Try it
Keep only those lines of the records that include the string "matchingOption".

[Stored data]
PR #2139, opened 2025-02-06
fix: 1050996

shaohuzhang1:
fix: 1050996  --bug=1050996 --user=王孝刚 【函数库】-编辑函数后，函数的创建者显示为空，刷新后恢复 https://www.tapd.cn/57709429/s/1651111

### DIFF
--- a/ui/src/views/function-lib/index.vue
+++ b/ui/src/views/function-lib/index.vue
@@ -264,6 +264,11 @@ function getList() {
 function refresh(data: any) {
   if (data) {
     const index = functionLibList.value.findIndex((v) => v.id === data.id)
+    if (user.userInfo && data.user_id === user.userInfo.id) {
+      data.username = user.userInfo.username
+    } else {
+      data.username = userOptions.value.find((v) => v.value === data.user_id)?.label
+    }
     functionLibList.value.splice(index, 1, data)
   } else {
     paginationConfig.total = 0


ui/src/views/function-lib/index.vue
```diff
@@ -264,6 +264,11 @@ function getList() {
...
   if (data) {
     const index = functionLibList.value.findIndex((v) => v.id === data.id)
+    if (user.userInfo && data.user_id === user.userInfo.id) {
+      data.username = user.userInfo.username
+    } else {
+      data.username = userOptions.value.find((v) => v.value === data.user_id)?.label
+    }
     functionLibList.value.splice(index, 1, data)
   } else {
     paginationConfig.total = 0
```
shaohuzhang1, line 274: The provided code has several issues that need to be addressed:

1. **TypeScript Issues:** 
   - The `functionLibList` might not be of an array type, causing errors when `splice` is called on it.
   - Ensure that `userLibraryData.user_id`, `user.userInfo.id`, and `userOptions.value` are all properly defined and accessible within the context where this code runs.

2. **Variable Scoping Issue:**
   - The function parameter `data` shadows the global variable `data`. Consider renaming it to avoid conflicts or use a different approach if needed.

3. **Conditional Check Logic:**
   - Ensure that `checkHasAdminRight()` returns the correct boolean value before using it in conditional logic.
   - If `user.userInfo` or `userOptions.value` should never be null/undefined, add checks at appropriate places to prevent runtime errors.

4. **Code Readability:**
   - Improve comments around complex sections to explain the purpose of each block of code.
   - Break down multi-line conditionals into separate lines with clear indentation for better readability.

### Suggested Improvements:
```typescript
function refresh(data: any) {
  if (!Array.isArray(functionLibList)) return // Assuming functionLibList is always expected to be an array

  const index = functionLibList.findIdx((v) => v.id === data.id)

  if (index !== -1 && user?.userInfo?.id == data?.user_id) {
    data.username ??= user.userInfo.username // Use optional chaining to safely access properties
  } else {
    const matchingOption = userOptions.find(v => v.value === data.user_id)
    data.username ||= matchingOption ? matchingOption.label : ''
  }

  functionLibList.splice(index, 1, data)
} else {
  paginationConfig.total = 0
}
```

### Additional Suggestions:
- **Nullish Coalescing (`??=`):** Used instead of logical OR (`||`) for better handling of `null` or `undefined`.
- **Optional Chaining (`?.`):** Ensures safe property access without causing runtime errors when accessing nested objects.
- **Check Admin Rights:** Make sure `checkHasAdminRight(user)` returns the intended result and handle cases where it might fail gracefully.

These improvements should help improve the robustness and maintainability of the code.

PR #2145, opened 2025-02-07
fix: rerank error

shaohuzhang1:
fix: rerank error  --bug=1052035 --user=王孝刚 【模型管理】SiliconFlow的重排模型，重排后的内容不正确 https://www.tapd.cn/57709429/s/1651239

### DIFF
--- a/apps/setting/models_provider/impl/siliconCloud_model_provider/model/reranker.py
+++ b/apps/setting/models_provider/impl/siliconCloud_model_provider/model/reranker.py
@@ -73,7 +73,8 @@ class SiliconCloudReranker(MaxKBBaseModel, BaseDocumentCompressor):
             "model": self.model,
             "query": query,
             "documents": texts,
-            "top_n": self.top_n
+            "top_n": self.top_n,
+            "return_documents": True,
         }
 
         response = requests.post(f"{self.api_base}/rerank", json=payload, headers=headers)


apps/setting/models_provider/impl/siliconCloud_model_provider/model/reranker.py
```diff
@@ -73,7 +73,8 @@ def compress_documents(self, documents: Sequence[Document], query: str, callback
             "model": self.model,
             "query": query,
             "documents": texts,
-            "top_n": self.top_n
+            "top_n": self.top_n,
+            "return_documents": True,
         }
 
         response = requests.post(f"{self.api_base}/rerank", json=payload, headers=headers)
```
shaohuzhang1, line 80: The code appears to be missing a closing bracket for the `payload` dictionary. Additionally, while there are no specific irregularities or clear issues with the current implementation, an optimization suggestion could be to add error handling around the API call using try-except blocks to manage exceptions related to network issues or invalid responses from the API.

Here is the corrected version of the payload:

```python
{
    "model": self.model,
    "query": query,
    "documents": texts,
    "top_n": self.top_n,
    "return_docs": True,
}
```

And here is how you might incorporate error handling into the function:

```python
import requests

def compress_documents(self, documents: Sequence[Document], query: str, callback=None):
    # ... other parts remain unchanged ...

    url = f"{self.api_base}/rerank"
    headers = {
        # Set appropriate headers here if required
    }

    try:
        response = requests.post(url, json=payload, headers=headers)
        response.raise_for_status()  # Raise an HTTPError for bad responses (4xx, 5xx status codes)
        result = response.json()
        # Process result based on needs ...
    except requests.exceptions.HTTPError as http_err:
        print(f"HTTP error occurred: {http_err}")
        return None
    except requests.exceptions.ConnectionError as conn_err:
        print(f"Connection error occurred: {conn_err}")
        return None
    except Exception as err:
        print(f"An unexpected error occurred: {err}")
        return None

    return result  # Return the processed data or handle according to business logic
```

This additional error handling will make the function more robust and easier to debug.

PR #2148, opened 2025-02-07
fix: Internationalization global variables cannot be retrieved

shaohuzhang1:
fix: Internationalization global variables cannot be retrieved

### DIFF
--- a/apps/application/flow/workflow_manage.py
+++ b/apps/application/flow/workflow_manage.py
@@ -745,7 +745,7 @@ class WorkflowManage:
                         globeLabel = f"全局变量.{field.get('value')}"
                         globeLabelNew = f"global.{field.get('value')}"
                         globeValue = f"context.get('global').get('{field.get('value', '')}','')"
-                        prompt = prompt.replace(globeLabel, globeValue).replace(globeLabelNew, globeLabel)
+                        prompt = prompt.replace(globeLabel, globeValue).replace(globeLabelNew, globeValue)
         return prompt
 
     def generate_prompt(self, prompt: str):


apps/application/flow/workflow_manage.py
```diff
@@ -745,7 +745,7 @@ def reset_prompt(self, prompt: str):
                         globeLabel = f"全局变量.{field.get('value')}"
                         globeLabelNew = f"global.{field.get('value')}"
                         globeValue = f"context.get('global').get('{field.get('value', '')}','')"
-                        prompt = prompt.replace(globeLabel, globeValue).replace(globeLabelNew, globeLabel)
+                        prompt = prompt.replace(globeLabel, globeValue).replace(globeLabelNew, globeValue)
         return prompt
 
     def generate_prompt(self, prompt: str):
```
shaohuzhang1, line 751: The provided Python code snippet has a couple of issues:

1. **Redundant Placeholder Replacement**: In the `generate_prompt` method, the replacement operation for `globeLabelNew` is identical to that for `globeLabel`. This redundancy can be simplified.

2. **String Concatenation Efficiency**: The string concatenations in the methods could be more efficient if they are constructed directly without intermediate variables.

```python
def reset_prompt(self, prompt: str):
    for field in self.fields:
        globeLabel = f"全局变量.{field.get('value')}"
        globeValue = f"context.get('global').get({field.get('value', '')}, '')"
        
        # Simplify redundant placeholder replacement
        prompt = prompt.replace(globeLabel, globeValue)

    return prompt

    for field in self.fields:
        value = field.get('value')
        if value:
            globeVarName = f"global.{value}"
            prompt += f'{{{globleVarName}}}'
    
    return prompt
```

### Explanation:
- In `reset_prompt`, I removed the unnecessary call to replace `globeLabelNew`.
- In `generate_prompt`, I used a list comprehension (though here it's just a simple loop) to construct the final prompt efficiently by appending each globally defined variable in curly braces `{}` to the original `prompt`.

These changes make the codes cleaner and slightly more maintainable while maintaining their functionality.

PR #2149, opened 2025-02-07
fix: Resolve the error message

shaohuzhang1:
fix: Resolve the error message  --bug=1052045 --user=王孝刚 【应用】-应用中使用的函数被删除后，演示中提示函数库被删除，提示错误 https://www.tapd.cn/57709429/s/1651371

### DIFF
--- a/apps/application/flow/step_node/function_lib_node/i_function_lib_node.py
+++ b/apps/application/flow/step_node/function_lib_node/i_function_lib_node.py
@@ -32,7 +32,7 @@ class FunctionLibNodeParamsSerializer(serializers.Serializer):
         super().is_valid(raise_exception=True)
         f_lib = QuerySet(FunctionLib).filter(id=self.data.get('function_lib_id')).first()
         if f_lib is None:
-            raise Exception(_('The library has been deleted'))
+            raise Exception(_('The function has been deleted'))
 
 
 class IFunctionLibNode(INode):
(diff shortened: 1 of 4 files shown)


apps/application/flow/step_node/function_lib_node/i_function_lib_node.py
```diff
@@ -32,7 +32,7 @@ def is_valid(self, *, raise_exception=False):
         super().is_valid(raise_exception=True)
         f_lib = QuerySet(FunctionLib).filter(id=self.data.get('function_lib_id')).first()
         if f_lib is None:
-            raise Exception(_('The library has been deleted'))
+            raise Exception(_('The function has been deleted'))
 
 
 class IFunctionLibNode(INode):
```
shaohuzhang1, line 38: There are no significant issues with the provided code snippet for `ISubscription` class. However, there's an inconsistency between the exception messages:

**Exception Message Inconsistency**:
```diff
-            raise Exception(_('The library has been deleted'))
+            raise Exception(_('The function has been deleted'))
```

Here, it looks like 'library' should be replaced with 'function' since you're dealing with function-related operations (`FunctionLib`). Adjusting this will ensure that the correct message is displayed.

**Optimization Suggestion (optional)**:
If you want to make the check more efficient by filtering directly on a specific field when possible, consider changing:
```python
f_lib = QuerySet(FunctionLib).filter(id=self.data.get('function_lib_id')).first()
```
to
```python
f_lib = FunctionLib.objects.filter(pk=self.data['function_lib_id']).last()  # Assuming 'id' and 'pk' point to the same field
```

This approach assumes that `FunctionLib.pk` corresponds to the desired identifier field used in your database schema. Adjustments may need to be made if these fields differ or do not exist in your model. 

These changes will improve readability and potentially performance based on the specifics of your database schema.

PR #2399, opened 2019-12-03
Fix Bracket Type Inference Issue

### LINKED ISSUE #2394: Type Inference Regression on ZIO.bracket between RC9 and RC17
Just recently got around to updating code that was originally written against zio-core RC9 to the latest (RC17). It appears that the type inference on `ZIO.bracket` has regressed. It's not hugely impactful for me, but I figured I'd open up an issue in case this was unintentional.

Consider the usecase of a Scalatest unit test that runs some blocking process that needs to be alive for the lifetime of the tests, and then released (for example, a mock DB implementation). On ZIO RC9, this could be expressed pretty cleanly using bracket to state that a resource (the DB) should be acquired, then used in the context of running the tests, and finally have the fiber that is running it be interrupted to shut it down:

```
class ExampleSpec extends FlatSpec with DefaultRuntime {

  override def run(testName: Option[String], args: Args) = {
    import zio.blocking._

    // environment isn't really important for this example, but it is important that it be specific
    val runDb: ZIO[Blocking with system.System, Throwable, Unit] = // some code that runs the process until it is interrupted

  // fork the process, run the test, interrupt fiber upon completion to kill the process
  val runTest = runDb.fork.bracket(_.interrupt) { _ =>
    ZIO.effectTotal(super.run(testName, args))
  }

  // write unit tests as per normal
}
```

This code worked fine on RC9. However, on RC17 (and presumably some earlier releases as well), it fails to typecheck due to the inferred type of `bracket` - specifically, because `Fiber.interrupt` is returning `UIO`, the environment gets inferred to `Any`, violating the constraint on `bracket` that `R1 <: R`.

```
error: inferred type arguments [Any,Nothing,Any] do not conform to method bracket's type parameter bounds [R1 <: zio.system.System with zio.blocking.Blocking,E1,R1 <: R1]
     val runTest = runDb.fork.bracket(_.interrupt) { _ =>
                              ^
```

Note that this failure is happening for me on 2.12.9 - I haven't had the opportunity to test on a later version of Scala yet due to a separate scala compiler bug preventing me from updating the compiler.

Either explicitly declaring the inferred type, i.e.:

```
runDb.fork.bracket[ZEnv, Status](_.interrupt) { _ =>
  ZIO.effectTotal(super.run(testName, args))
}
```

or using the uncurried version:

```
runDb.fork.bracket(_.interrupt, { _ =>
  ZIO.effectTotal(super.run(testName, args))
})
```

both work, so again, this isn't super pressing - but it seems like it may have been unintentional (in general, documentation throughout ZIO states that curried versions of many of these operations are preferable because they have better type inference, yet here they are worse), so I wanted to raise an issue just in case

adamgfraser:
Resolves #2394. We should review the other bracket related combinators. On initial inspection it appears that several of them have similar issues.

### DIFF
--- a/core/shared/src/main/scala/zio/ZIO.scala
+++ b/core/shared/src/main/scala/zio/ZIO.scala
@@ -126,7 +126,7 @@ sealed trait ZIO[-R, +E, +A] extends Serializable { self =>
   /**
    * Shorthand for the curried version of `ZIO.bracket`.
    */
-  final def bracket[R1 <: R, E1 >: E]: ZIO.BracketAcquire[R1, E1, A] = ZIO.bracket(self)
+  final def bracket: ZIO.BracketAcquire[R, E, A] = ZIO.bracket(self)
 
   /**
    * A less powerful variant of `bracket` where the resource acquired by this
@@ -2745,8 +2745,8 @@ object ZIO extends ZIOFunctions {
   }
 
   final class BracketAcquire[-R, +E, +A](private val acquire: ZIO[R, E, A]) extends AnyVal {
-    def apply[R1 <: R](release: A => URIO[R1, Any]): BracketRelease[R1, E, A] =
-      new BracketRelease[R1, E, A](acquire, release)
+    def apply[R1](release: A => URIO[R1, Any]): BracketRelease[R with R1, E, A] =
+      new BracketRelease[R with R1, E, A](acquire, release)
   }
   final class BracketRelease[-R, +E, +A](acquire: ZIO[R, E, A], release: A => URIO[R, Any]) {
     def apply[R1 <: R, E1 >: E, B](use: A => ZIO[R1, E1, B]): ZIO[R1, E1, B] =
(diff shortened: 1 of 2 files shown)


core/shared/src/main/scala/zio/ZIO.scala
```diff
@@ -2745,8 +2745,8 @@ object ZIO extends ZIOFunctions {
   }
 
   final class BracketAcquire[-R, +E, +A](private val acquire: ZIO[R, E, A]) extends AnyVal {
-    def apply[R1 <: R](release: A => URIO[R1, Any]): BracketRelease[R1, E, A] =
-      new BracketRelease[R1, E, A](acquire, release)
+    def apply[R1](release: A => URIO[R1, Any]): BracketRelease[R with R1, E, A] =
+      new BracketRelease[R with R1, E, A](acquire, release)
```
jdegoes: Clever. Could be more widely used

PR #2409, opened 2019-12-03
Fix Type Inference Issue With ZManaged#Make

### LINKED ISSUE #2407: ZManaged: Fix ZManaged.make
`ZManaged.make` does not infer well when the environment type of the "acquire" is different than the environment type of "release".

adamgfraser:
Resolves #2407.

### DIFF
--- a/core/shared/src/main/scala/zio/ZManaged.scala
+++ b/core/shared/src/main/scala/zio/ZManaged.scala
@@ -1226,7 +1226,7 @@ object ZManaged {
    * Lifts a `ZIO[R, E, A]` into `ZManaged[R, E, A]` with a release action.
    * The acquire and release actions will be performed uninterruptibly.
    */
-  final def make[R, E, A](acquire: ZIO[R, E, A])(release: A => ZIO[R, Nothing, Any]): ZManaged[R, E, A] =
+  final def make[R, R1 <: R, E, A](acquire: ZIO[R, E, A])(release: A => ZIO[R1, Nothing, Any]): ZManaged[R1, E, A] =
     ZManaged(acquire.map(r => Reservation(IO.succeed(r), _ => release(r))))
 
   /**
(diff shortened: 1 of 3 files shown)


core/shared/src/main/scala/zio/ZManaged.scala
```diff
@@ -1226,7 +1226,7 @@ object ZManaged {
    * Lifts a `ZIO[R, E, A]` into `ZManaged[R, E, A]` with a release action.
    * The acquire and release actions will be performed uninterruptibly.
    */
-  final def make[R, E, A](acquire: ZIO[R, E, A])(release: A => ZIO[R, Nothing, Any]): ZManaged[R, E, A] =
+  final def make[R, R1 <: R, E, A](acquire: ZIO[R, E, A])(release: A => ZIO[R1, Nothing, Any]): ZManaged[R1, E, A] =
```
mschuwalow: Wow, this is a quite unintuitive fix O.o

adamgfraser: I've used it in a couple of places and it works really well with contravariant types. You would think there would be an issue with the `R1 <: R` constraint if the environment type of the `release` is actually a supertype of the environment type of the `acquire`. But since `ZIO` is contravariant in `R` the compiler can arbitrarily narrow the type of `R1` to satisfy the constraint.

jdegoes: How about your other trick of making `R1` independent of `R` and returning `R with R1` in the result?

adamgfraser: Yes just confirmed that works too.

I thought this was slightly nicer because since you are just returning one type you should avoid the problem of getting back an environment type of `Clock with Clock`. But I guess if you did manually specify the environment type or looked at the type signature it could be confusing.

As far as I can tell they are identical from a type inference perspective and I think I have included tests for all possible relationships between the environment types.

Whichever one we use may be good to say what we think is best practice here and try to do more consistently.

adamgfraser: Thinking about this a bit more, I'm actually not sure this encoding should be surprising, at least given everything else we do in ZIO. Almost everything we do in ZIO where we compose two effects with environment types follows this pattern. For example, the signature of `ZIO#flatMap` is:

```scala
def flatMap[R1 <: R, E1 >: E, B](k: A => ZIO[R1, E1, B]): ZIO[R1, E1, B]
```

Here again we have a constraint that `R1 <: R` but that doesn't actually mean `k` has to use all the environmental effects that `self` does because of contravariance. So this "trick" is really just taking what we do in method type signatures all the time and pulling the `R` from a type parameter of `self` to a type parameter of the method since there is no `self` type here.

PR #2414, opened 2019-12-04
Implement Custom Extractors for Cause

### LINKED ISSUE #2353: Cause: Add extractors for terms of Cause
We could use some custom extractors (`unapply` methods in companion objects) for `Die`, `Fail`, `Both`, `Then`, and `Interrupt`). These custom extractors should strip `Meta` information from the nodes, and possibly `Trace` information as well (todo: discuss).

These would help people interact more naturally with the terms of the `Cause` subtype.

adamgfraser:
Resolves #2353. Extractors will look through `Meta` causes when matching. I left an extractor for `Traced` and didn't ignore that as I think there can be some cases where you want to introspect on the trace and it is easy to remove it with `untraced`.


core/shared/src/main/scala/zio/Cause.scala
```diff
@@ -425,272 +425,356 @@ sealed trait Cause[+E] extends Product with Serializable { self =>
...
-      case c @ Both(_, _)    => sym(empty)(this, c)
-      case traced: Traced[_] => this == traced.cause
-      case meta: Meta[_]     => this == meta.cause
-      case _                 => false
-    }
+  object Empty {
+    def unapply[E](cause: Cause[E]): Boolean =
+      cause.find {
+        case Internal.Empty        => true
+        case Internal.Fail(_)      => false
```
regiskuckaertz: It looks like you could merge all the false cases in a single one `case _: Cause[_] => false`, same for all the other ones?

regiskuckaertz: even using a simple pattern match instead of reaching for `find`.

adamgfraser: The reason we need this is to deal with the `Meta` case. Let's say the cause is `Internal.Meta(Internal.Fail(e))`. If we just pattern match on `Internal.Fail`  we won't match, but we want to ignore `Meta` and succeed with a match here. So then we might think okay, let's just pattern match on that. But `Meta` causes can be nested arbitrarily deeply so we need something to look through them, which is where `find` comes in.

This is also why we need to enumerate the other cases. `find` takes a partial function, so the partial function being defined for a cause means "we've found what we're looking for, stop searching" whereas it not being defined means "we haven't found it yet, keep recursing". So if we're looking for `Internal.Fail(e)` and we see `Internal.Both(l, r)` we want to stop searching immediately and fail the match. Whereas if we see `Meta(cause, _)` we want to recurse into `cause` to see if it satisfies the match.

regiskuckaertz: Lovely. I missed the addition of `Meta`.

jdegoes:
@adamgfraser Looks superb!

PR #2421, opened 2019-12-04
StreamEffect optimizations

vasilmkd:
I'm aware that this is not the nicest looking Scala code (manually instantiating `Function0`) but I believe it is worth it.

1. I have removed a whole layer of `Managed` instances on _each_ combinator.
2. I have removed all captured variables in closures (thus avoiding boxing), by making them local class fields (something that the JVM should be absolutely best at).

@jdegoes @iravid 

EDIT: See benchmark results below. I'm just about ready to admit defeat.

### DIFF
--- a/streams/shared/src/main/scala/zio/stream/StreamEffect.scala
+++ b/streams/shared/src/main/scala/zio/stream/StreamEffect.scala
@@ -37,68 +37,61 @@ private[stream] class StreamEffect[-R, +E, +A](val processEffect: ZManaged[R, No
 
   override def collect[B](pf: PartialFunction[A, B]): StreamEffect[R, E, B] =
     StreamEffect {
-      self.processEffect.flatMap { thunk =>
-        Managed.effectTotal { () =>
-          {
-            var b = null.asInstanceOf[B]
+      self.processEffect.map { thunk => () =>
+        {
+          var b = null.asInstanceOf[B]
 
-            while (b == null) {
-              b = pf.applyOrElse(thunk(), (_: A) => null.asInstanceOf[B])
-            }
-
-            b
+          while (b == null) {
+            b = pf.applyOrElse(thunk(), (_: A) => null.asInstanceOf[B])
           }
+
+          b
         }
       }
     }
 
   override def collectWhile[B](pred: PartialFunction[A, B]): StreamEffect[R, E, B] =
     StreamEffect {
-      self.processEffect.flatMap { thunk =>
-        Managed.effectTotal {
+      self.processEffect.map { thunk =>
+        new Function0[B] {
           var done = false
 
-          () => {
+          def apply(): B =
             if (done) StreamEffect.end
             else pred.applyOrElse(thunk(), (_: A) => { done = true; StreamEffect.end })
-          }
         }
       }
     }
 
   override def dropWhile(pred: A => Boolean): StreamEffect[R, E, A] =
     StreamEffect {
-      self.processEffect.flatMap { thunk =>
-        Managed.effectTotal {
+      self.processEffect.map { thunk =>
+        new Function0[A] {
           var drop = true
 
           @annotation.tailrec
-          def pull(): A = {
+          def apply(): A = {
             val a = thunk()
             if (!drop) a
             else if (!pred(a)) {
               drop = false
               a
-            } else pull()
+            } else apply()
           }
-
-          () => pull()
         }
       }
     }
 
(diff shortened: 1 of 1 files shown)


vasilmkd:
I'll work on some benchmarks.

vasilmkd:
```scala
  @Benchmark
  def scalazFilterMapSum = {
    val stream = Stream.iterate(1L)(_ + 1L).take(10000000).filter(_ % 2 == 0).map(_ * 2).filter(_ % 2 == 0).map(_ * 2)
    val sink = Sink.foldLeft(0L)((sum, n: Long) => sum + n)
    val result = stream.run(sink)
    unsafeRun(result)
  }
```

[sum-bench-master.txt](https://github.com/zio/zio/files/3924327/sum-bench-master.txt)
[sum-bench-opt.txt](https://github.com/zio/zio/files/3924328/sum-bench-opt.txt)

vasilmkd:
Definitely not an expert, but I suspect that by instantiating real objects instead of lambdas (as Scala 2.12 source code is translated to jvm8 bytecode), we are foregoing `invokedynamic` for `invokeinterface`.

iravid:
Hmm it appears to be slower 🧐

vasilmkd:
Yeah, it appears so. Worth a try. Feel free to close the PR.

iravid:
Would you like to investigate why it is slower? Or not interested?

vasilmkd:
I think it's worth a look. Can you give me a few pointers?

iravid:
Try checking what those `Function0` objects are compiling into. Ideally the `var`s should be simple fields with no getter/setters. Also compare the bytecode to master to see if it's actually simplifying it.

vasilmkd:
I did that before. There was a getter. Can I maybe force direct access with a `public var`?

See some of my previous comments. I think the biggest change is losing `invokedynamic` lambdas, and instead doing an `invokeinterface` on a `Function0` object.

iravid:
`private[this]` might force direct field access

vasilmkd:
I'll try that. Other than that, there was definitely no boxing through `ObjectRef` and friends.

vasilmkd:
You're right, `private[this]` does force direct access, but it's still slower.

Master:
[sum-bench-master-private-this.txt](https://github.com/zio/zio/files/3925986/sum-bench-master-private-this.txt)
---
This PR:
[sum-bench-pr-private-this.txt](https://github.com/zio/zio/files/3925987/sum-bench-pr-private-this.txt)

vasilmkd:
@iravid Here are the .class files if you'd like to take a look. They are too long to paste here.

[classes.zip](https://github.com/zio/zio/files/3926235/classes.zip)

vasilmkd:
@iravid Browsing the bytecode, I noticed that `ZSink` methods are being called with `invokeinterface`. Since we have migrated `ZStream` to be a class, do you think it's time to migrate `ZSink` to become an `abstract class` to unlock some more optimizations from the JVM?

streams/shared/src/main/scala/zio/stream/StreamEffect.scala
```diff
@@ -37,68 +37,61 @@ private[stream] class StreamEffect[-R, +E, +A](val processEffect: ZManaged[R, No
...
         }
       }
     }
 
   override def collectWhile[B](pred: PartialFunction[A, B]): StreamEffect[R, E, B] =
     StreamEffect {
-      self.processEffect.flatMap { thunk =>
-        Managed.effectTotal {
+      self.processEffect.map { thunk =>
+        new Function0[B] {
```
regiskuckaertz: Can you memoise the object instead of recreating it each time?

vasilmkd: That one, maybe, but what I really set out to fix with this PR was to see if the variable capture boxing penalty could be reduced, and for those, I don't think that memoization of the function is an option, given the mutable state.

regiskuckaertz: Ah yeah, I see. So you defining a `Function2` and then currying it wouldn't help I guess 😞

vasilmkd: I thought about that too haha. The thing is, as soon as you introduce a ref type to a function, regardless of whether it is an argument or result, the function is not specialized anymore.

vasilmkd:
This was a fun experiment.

Task solution
    const matchingOption = userOptions.find(v => v.value === data.user_id)
    data.username ||= matchingOption ? matchingOption.label : ''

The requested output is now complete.